In spite of its popularization, the mechanisms that contributed to the vaccine’s protectiveness remained unclear until the 20th century. Studies in the 1970s suggested that pre-existing neutralizing titres were predictive of protection, pointing to a key role for antibodies in vaccine-elicited immune responses. In 2003, an analysis of individuals vaccinated 25–75 years earlier showed that 90% exhibited highly stable serum antibody titres and had vaccinia-specific T cells. Importantly, serum antibody titres correlated with neutralizing titres, and approximately 50% of those individuals still had antibody levels thought to be sufficient for protection against smallpox. Together with other studies, these data suggested that antiviral immunity following a single injection of the replicating vaccine was robust and potentially long-lived.

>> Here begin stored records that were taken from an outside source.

Issue #1424, opened 2023-10-12
Update NodeJs binding to support "single account wallet"


Alex6323:

thibault-martinez:
Closed by https://github.com/iotaledger/iota-sdk/pull/1580

PR #1585, opened 2023-11-07
Update WalletOptions + some Clippy

Thoralf-M:
# Description of change

Update WalletOptions for single account wallet + some Clippy 

Related to #1424 

## Type of change

### DIFF
--- a/bindings/core/src/lib.rs
+++ b/bindings/core/src/lib.rs
@@ -17,6 +17,7 @@ use fern_logger::{logger_init, LoggerConfig, LoggerOutputConfigBuilder};
 pub use iota_sdk;
 use iota_sdk::{
     client::secret::{SecretManager, SecretManagerDto},
+    types::block::address::Bech32Address,
     wallet::{ClientOptions, Wallet},
 };
 use serde::Deserialize;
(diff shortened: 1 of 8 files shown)


bindings/core/src/lib.rs
```diff
@@ -42,14 +43,21 @@ pub fn init_logger(config: String) -> std::result::Result<(), fern_logger::Error
...
     pub secret_manager: Option<SecretManagerDto>,
+    pub storage_path: Option<String>,
 }
 
 impl WalletOptions {
+    pub fn with_address(mut self, address: impl Into<Option<Bech32Address>>) -> Self {
+        self.address = address.into();
+        self
+    }
+
```
Alex6323: why no `with_alias`?

Alex6323: also ... a bit nit-pickish ... but can you align the method order with the field order?

bindings/core/src/lib.rs
```diff
@@ -76,6 +84,15 @@ impl WalletOptions {
...
 
+        if let Some(address) = self.address {
+            builder = builder.with_address(address);
+        }
+        if let Some(alias) = self.alias {
+            builder = builder.with_alias(alias);
+        }
+        if let Some(bip_path) = self.bip_path {
+            builder = builder.with_bip_path(bip_path);
+        }
```
Alex6323: isn't that already handled in L85?

kwek20 (dismissed):

kwek20 (commented):
alex was better, unapproved from me :)

bindings/core/src/lib.rs
Thoralf-M: Wondering if we should remove them all, they're not used apart from tests
But added and aligned

bindings/core/src/lib.rs
Thoralf-M: Good catch

kwek20 (approved):

DaughterOfMars (approved):

Alex6323 (approved):

thibault-martinez (approved):

PR #1586, opened 2023-11-07
Remove ed25519 address generation from wallet

### LINKED ISSUE #1536: Remove generate_ed25519_address() from the wallet?
## Description

Move generate_ed25519_address() out of the wallet? Users can just generate with the secret manager before and then provide it to the wallet

## Motivation

Simplification and clearer logic, no secret manager required for the wallet at this point

## Open questions (optional)

Are there good reasons to not remove it?

No.

Alex6323:
# Description of change

* Removes Ed25519 address generation through the wallet
* ~Moves the single address generation to the secret manager~ (separate PR)
* Adds tests for the new method in the bindings

Note, that with this PR we remove emitting the event `LedgerAddressGeneration`, because this was done in `generate_ed25519_address` fn in the removed file `sdk/src/wallet/core/operations/address_generation.rs`. That isn't a problem though because it wasn't used by any wallet.

#1536


bindings/nodejs/lib/types/wallet/wallet.ts
```diff
@@ -15,8 +15,6 @@ import { Bech32Address, OutputId } from '../block';
 
 /** Options for the Wallet builder. */
 export interface WalletOptions {
-    /** The wallet address. */
-    address?: Bech32Address;
```
DaughterOfMars: unused import

bindings/core/src/lib.rs
```diff
@@ -44,7 +43,6 @@ pub fn init_logger(config: String) -> std::result::Result<(), fern_logger::Error
 #[derivative(Debug)]
 #[serde(rename_all = "camelCase")]
 pub struct WalletOptions {
-    pub address: Option<Bech32Address>,
```
Thoralf-M: This should stay, users should be able to provide the address or the bip_path

thibault-martinez (changes requested):
Conflicts

bindings/nodejs/lib/types/wallet/wallet.ts
Alex6323: Removed

bindings/core/src/lib.rs
thibault-martinez: Are we bringing this back then?

Alex6323: not sure why I removed it in the first place :thinking:

Alex6323: reverted

sdk/examples/wallet/offline_signing/1_prepare_transaction.rs
Thoralf-M, line 1: Undo the changes?

sdk/examples/wallet/offline_signing/0_generate_address.rs
Thoralf-M, line 1: Undo the changes, the address is needed in the file so the next example can load them, because it can't be generated there, since no secret manager is available in the online part

sdk/examples/wallet/offline_signing/1_prepare_transaction.rs
Alex6323: yes, you're right

sdk/examples/wallet/offline_signing/0_generate_address.rs
Alex6323: yup, thought going through the file wouldn't be necessary.

Alex6323: just for reference ... one other option would have been to just restore the offline wallet to get the address, but I guess that wouldn't fit that well with the intent of those examples.

Thoralf-M: You mean "transfer" the whole db so it can be restored in the online environment?

Alex6323: no, I just meant to cheat in the example, because most likely those are run on the same machine, so both ... offline and online dbs are just next to eachother.

Thoralf-M: Ah yeah wouldn't do it to keep it realistic (this way we can also detect issues related to this, for example at some point it wasn't possible to restore the wallet from provided addresses)

cli/src/cli.rs
```diff
@@ -1,7 +1,8 @@
 // Copyright 2020-2022 IOTA Stiftung
 // SPDX-License-Identifier: Apache-2.0
 
-use std::{path::Path, str::FromStr};
+use core::str::FromStr;
+use std::path::Path;
```
Thoralf-M: Why this change? :D

sdk/tests/client/secret_manager/address_generation.rs
```diff
@@ -0,0 +1,113 @@
+// Copyright 2023 IOTA Stiftung
```
Thoralf-M:
```suggestion
// Copyright 2024 IOTA Stiftung
```

bindings/nodejs/examples/how_tos/wallet/create-wallet.ts
```diff
@@ -44,18 +44,7 @@ async function run() {
         // The mnemonic can't be retrieved from the Stronghold file, so make a backup in a secure place!
         await secretManager.storeMnemonic(process.env.MNEMONIC as string);
 
-        const walletAddress = await secretManager.generateEd25519Addresses({
```
DaughterOfMars, line 47: wait, why remove?

sdk/examples/wallet/ledger_nano.rs
```diff
@@ -38,32 +36,28 @@ async fn main() -> Result<()> {
...
-        .with_secret_manager(SecretManager::LedgerNano(secret_manager))
+        .with_secret_manager(secret_manager)
         .with_storage_path(&std::env::var("WALLET_DB_PATH").unwrap())
         .with_client_options(client_options)
         .with_bip_path(Bip44::new(SHIMMER_COIN_TYPE))
         .finish()
         .await?;
 
+    let recv_address = wallet.address().await;
+    println!("receive address: {recv_address}");
```
DaughterOfMars:
```suggestion
    println!("recipient address: {recv_address}");
```

sdk/examples/wallet/offline_signing/0_generate_address.rs
```diff
@@ -50,17 +51,18 @@ async fn main() -> Result<()> {
...
     println!("Generated a new wallet");
 
-    write_wallet_address_to_file(&wallet).await
+    write_wallet_address_to_file(&wallet.address().await).await?;
+
+    Ok(())
 }
 
-async fn write_wallet_address_to_file(wallet: &Wallet) -> Result<()> {
+// Backups the Bech32 wallet address to JSON file.
```
DaughterOfMars: why the change?

sdk/src/wallet/core/builder.rs
```diff
@@ -166,13 +166,17 @@ where
...
-            let secret_manager = loaded_wallet_builder
+            self.secret_manager = loaded_wallet_builder
                 .as_ref()
                 .and_then(|builder| builder.secret_manager.clone());
-
-            self.secret_manager = secret_manager;
+            if self.secret_manager.is_none() {
+                return Err(crate::wallet::Error::MissingParameter("secret_manager"));
+            }
         }
```
DaughterOfMars:
```suggestion
        if self.secret_manager.is_none() {
            self.secret_manager.replace(
                loaded_wallet_builder
                    .as_ref()
                    .ok_or(crate::wallet::Error::MissingParameter("secret_manager"))?
                    .secret_manager
                    .clone()
            );
        }
```

sdk/tests/client/common/constants.rs
```diff
@@ -4,3 +4,5 @@
 pub static NODE_LOCAL: &str = "http://localhost:8050";
 
 pub static FAUCET_URL: &str = "http://localhost:8091/api/enqueue";
+
+pub static DEFAULT_MNEMONIC: &str = "inhale gorilla deny three celery song category owner lottery rent author wealth penalty crawl hobby obtain glad warm early rain clutch slab august bleak";
```
DaughterOfMars, line 8: 🦍💨😮

bindings/nodejs/examples/how_tos/wallet/create-wallet.ts
thibault-martinez: Because with the recent wallet builder change, the address will be generated from the given `bipPath`, no need to provide both

thibault-martinez: I am not sure the default `bipPath` fields are the same as the one that were used for the address though, idk if it changes anything for the example

DaughterOfMars: yeah that's what I mean, the values are different. but 🤷‍♀️  if that's not a problem then fine

thibault-martinez: @Alex6323 is it not a problem?

sdk/tests/client/common/mod.rs
```diff
@@ -8,9 +8,9 @@ mod constants;
 //     api::GetAddressesOptions, constants::SHIMMER_COIN_TYPE, node_api::indexer::query_parameters::QueryParameter,
 //     request_funds_from_faucet, secret::SecretManager, Client, Result,
 // };
-use iota_sdk::client::Client;
+use iota_sdk::client::{Client, Result};
 
-pub use self::constants::{FAUCET_URL, NODE_LOCAL};
+pub use self::constants::*;
```
thibault-martinez: We usually avoid wildcards, I know it's tests so feel free to just resolve but I would personally revert for consistency

cli/src/cli.rs
thibault-martinez: Also curious about it

bindings/nodejs/examples/how_tos/wallet/create-wallet.ts
Thoralf-M: There is no default, but it's provided in the wallet options below (another one would also not be a problem)
```
            bipPath: {
                coinType: CoinType.IOTA,
            },
```

thibault-martinez: What about accountIndex? bech32Hrp? Irrelevant for this test? And for all tests where it's removed?

Thoralf-M: Here it's an example, account index is by default 0 and bech32HRP is used from the node, so even better
For the tests it needs to be checked case by case if it was relevant or not

sdk/tests/client/common/mod.rs
Alex6323: okay

cli/src/cli.rs
Alex6323: very important trick everyone should know :trollface: .... that was certainly imported automatically by VSCode lol (If I would have to guess I think I temporarily removed it then I misclicked something when adding the imports again)

sdk/examples/wallet/offline_signing/0_generate_address.rs
Alex6323: personal preference tbh ... the method name promises it will only require the wallet's address, so we're giving it just that, and not a reference to the wallet itself.

sdk/src/wallet/core/builder.rs
Alex6323: Sorry :trollface: "Applying suggestions on deleted lines is currently not supported. Please  and try again."

I'll add the change locally.

sdk/tests/client/common/mod.rs
thibault-martinez: wen

cli/src/cli.rs
Thoralf-M: So undo?

Alex6323: is already locally

sdk/tests/client/common/mod.rs
Alex6323: on it

Alex6323: wildcards terminated

sdk/src/wallet/core/builder.rs
Alex6323: Done

sdk/examples/wallet/offline_signing/0_generate_address.rs
Alex6323: Want me to change it back? I really don't mind if you think giving it a `&Wallet` is better. @DaughterOfMars

cli/src/cli.rs
Alex6323: Changed.

sdk/examples/wallet/offline_signing/0_generate_address.rs
DaughterOfMars: I don't really care, just wanted to be sure this was intentional 🤷‍♀️

sdk/examples/wallet/offline_signing/1_prepare_transaction.rs
```diff
@@ -35,7 +38,7 @@ async fn main() -> Result<(), Box<dyn std::error::Error>> {
 
     let params = [SendParams::new(SEND_AMOUNT, RECV_ADDRESS)?];
 
-    // Recovers addresses from example `0_address_generation`.
+    // Recovers the address from example `0_generate_address.rs`.
```
DaughterOfMars:
```suggestion
    // Recovers the address generated by the example `0_generate_address.rs`.
```

sdk/examples/wallet/logger.rs
```diff
@@ -38,18 +39,17 @@ async fn main() -> Result<(), Box<dyn std::error::Error>> {
 
     // Restore a wallet
     let client_options = ClientOptions::new().with_node(&std::env::var("NODE_URL").unwrap())?;
-    let secret_manager = MnemonicSecretManager::try_from_mnemonic(std::env::var("MNEMONIC").unwrap())?;
-    let wallet = Wallet::builder()
-        .with_secret_manager(SecretManager::Mnemonic(secret_manager))
```
Thoralf-M, line 43: This shouldn't be removed?

sdk/tests/client/common/mod.rs
DaughterOfMars: `*` 🔫

sdk/examples/wallet/logger.rs
Alex6323: I think I have some time to review that code myself in a bit because I just can't remember why I did some of those changes.

sdk/src/client/api/address.rs
```diff
@@ -117,7 +139,31 @@ impl SecretManager {
...
+                self,
+                coin_type,
+                account_index,
+                address_index..address_index + 1,
+                options,
+            )
+            .await?
+            .pop()
+            // Panic: if the secret manager hasn't failed then there must be an address.
+            .unwrap()
```
thibault-martinez: Just use `[0]` like you did in `generate_ed25519_address`?

sdk/examples/wallet/logger.rs
Thoralf-M: The secret manager is needed to generate the wallet address

Alex6323: fixed :see_no_evil:

sdk/src/client/api/address.rs
Alex6323: Done

sdk/tests/client/common/mod.rs
Alex6323: @thibault-martinez Done

sdk/src/client/api/address.rs
```diff
@@ -97,7 +97,29 @@ impl Default for GetAddressesOptions {
...
+        Ok(SecretManage::generate_ed25519_addresses(
+            self,
+            coin_type,
+            account_index,
+            address_index..address_index + 1,
+            options,
+        )
+        // Panic: if the secret manager hasn't failed then there must be an address.
+        .await?[0]
+            .to_bech32(hrp))
```
Alex6323, line 129: I don't know why rustfmt is doing this tbh :man_shrugging:

sdk/src/client/api/address.rs
```diff
@@ -117,7 +150,29 @@ impl SecretManager {
...
+            SecretManage::generate_evm_addresses(
+                self,
+                coin_type,
+                account_index,
+                address_index..address_index + 1,
+                options,
+            )
+            // Panic: if the secret manager hasn't failed then there must be an address.
+            .await?[0]
+                .as_ref(),
```
Alex6323, line 171: are you okay, rustfmt?

bindings/core/src/method/secret_manager.rs
```diff
@@ -19,7 +19,22 @@ use crate::OmittedDebug;
 #[serde(tag = "name", content = "data", rename_all = "camelCase")]
 #[non_exhaustive]
 pub enum SecretManagerMethod {
-    /// Generate Ed25519 addresses.
+    // TODO: Should we refactor `GetAddressesOptions` so we can use it for this method as well?
+    /// Generate a single Ed25519 address.
+    #[serde(rename_all = "camelCase")]
+    GenerateEd25519Address {
```
Thoralf-M: This is already doing https://github.com/iotaledger/iota-sdk/issues/2144 ?

bindings/core/src/method/secret_manager.rs
```diff
@@ -19,7 +19,22 @@ use crate::OmittedDebug;
 #[serde(tag = "name", content = "data", rename_all = "camelCase")]
 #[non_exhaustive]
 pub enum SecretManagerMethod {
-    /// Generate Ed25519 addresses.
+    // TODO: Should we refactor `GetAddressesOptions` so we can use it for this method as well?
```
Thoralf-M: Do we have an issue for this or in which PR is this supposed to resolved?

bindings/core/src/method/secret_manager.rs
Thoralf-M: Also wondering, what was the motivation to put this here instead of just having it on the JS and Python bindings side where it calls GenerateEd25519Addresses and just returns the first address from the returned Vec? Params you could also change for the functions on the bindings side

bindings/core/src/method/secret_manager.rs
Alex6323: wanted to discuss this first, no issue yet

bindings/core/src/method/secret_manager.rs
Alex6323: In parts yes, the issue also addresses whether we should have `Bech32` in the name. At first I thought this should be addressed in a different PR, but I feel like it's fine to do it in this PR already (except for the rename).

bindings/core/src/method/secret_manager.rs
Thoralf-M: Bit weird to add the TODOs then I'd say, I think it would be better to first discuss and then add the TODO or open an issue that just references it without any TODO

bindings/core/src/method/secret_manager.rs
Thoralf-M: What about my other question? (more changes than needed like this just often require more discussion/even more changes and delay the merging of PRs...)

Alex6323: > Also wondering, what was the motivation to put this here instead of just having it on the JS and Python bindings side where it calls GenerateEd25519Addresses and just returns the first address from the returned Vec? Params you could also change for the functions on the bindings side

Yeah, this would also have been possible. But we had this method already as a wallet method, so it basically just moved.

bindings/core/src/method/secret_manager.rs
Alex6323: don't see the problem ... we did this so many times now ... if in the discussion we think it's worth an issue, then one is created and the comment is replaced with the issue number, otherwise I'll just remove the TODO. I won't create an issue beforehand if I am not very sure yet we all see this as an issue.

bindings/core/src/method/secret_manager.rs
Thoralf-M: But don't you think this would be better to change it?

Alex6323: With single wallet addresses I am not so sure anymore, but you tell me :man_shrugging: It feels like the "single address generation" is what is going to be the main use-case, so making the `multiple address generation` the only binding a bit odd, but maybe that's just me.

Thoralf-M: Not sure if I follow, my question is if you think that `GenerateEd25519Address` in this file is better than just having `GenerateEd25519Addresses` and calling this in `generateEd25519Address()` on the JS side
So for users they still would have both functions as right now, no difference there, only difference would be that we have one less method in this file

bindings/core/src/method/secret_manager.rs
Thoralf-M: With discussion you mean gh discussion?

bindings/core/src/method/secret_manager.rs
Alex6323: > more changes than needed like this just often require more discussion/even more changes and delay the merging of PRs...

that's unfortunately true, but I prefer that over merging things before we're happy with it. (Quality > Quantity)

bindings/core/src/method/secret_manager.rs
Alex6323: yup ... this way it's documented

Thoralf-M: Ah okay, that wasn't clear to me :+1: 
If we want both methods, I think we should change the options so they can be used for both

bindings/core/src/method/secret_manager.rs
Thoralf-M: The bindings secret manager methods have not really anything to do with the wallet? To me this has nothing to do with quality

Alex6323: > Not sure if I follow, my question is if you think that `GenerateEd25519Address` in this file is better than just having `GenerateEd25519Addresses` and calling this in `generateEd25519Address()` on the JS side So for users they still would have both functions as right now, no difference there, only difference would be that we have one less method in this file

Yeah, I got what you were saying. We can do that if you think that's better.

For context: My reasoning was that we might be able to deprecate `generateEd25519Addresses` because the functionality of generating multiple at once for a single private key is not that relevant anymore? Maybe I am wrong but the "plural" version seems like a remnant from older IOTA times, but I am not 100% certain :shrug: You probably know better :smile:

Alex6323: tbh ... I am fine with removing the single generation version, but strictly speaking this isn't what the PR is about. Just removing that method alltogether is not okay if it existed before and could be moved to the secret manager methods.

Alex6323: > The bindings secret manager methods have not really anything to do with the wallet? To me this has nothing to do with quality

huh ... this connection is exactly what we're trying to remove with this PR? Before this PR you could generate addresses through the wallet, right? But we still want to be able to generate a single address as before, just with the secret manager directly.

sdk/src/client/api/address.rs
DaughterOfMars: sometimes it just stops working for a file if something is wrong :/

bindings/core/src/method/secret_manager.rs
Alex6323: k ... I'll change it and make it a separate PR but as a matter of fact that method already existed and wasn't required to be removed :man_shrugging:

Thoralf-M: `generateEd25519Addresses` can also be used to generate a single address :shrug: 

> functionality of generating multiple at once for a single private key is not that relevant anymore

For a single wallet definitely not, multiple addresses one could still generate with a loop in a less efficient way from bindings side, personally I would actually be fine with only having the single address version
But again, I don't think this should be done in this PR as it already has 40 changed files and the SDK works perfectly fine without changing this as well

(saw your latest comment only after I sent this one)

Alex6323: Changed

Thoralf-M (approved):

bindings/nodejs/tests/secret_manager/secret_manager.spec.ts
```diff
@@ -0,0 +1,48 @@
...
+describe('SecretManager', () => {
+    it('generate IOTA Ed25519 address', async () => {
+        const mnemonicSecretManager = {
+            mnemonic: "acoustic trophy damage hint search taste love bicycle foster cradle brown govern endless depend situate athlete pudding blame question genius transfer van random vast"
+        };
+
+        let bech32_hrp = Utils.iotaMainnetProtocolParameters().bech32Hrp;
+
+        const secretManager = SecretManager.create(mnemonicSecretManager);
+        const addresses = await secretManager.generateEd25519Addresses({
```
DaughterOfMars, line 22: Use singular version?

Alex6323: there's no singular version anymore (only for Python I could keep it)

DaughterOfMars: uhhh why?

Alex6323: well, technically it's still possible, but it would be inconsistent with the plural version which takes an object. I would rather make that arg object more generic to be used in both cases.

Alex6323: ... but that should be the follow-up PR. Do you think I should bring the method back here?

DaughterOfMars: It's fine for a follow up

DaughterOfMars (approved):

thibault-martinez (approved):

Jenner’s initial arm-to-arm vaccination approach, which was more akin to the practice of variolation, remained common for some time. As vaccination spread globally, procedures for producing the vaccine were increasingly standardized, with serial passage of vaccine lymph in calves becoming the dominant approach after 1860. Variolation was formally outlawed as part of the Vaccination Act of 1840, and the Vaccination Act of 1853 made smallpox vaccination compulsory for all children born in England. Parents who chose not to vaccinate their children were subject to fines. This instigated the first anti-vaccination movement, which gained sufficient attention in Great Britain that a commission was appointed in 1896 to evaluate its concerns versus the benefits of vaccination. Although the commission concluded that smallpox vaccination was protective against disease, it also recommended against levying financial penalties, and a subsequent Vaccination Act in 1898 allowed parents to obtain a certificate of conscientious objection, a harbinger of things to come.

Following his first tests, Jenner continued to perform and promote smallpox vaccinations, presciently predicting that it could lead to the ‘annihilation’ of the disease, which had killed and afflicted so many. Less than two centuries after his first vaccination, Jenner was proved right and smallpox was declared eradicated by the World Health Organization in 1980.

Further reading

Riedel, S. Edward Jenner and the history of smallpox and vaccination. Proc. Bayl. Univ. Med. Cent. 18, 21–25 (2005).

Pead, P. J. Benjamin Jesty: new light in the dawn of vaccination. Lancet 362, 2104–2109 (2003).

Thurston, L. & Williams, G. An examination of John Fewsterʼs role in the discovery of smallpox vaccination. J. R. Coll. Physicians Edinb. 45, 173–179 (2015).

Esparza, J. et al. Beyond the myths: novel findings for old paradigms in the history of the smallpox vaccine. PLoS Pathog. 14, e1007082 (2018).

Mack, T. M. et al. A prospective study of serum antibody and protection against smallpox. Am. J. Trop. Med. Hyg. 21, 214–218 (1972).

Sarkar, J. K. et al. The minimum protective level of antibodies in smallpox. Bull. World Health Organ. 52, 307–311 (1975).

Hammarlund, E. et al. Duration of antiviral immunity after smallpox vaccination. Nat. Med. 9, 1131–1137 (2003).

Esparza, J. et al. Early smallpox vaccine manufacturing in the United States: introduction of the “animal vaccine” in 1870, establishment of “vaccine farms”, and the beginnings of the vaccine industry. Vaccine 38, 4773–4779 (2020).

Wolfe, R. M. & Sharp, L. K. Anti-vaccinationists past and present. Br. Med. J. 325, 430–432 (2002).